On this day in 2017, Nicola Adams sailed through her professional debut with a shut-out points win over Virginia Carcamo.

Double Olympic champion Adams opened a new phase of her illustrious career when she met Argentina’s Carcamo over four rounds at the Manchester Arena and barely broke sweat as she eased to a 40-36 success.

The Briton, fighting without a headguard for the first time, was robed in white as she entered the ring, where she was introduced as “The Lioness”.

After a measured start, she began to exhibit the sharp punching skills which had taken her to the pinnacle of the amateur ranks in London in 2012 and Rio four years later to see off an opponent taking part in her eighth professional contest.

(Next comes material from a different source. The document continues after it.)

PR #6189, opened 2026-03-17
[tests] Enhance local testing setup and add model download utility

frostming:
- Updated CONTRIBUTING.md and development.md to clarify local test prerequisites and usage of a minimal test matrix.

Leeds-born Adams, the first woman to win an Olympic gold medal when she took the flyweight title in London, was more than satisfied with her debut.

She said afterwards: “I absolutely enjoyed every minute of it. I was a bit too eager to try and get the stoppage tonight because I wanted to entertain the crowd – but the girl was quite tough.”

Adams’ promoter Frank Warren swiftly announced a homecoming bout for May 13 at Leeds’ First Direct Arena, in which she defeated Mexican Maryan Salazar courtesy of a third-round knockout.

Within 18 months, she had been crowned WBO world flyweight champion after beating Salazar’s compatriot Isabel Millan to claim the vacant belt.

However, her professional career would ultimately amount to just six fights.



I’ve been advised that any further impact to my eye would most likely lead to irreparable damage and permanent vision loss.

Nicola Adams

Having drawn with Maria Salinas in the first defence of her title, Adams revealed she had suffered a torn pupil in that bout and, at the age of 37, had decided to hang up her gloves on medical advice.

“I’m immensely honoured to have represented our country – to win double Olympic gold medals and then the WBO championship belt is a dream come true,” she wrote in an open letter to her local newspaper, the Yorkshire Evening Post, in November 2019.

“But it’s not without taking its toll on my body and, aside from the expected aches and pains, I’ve been advised that any further impact to my eye would most likely lead to irreparable damage and permanent vision loss.”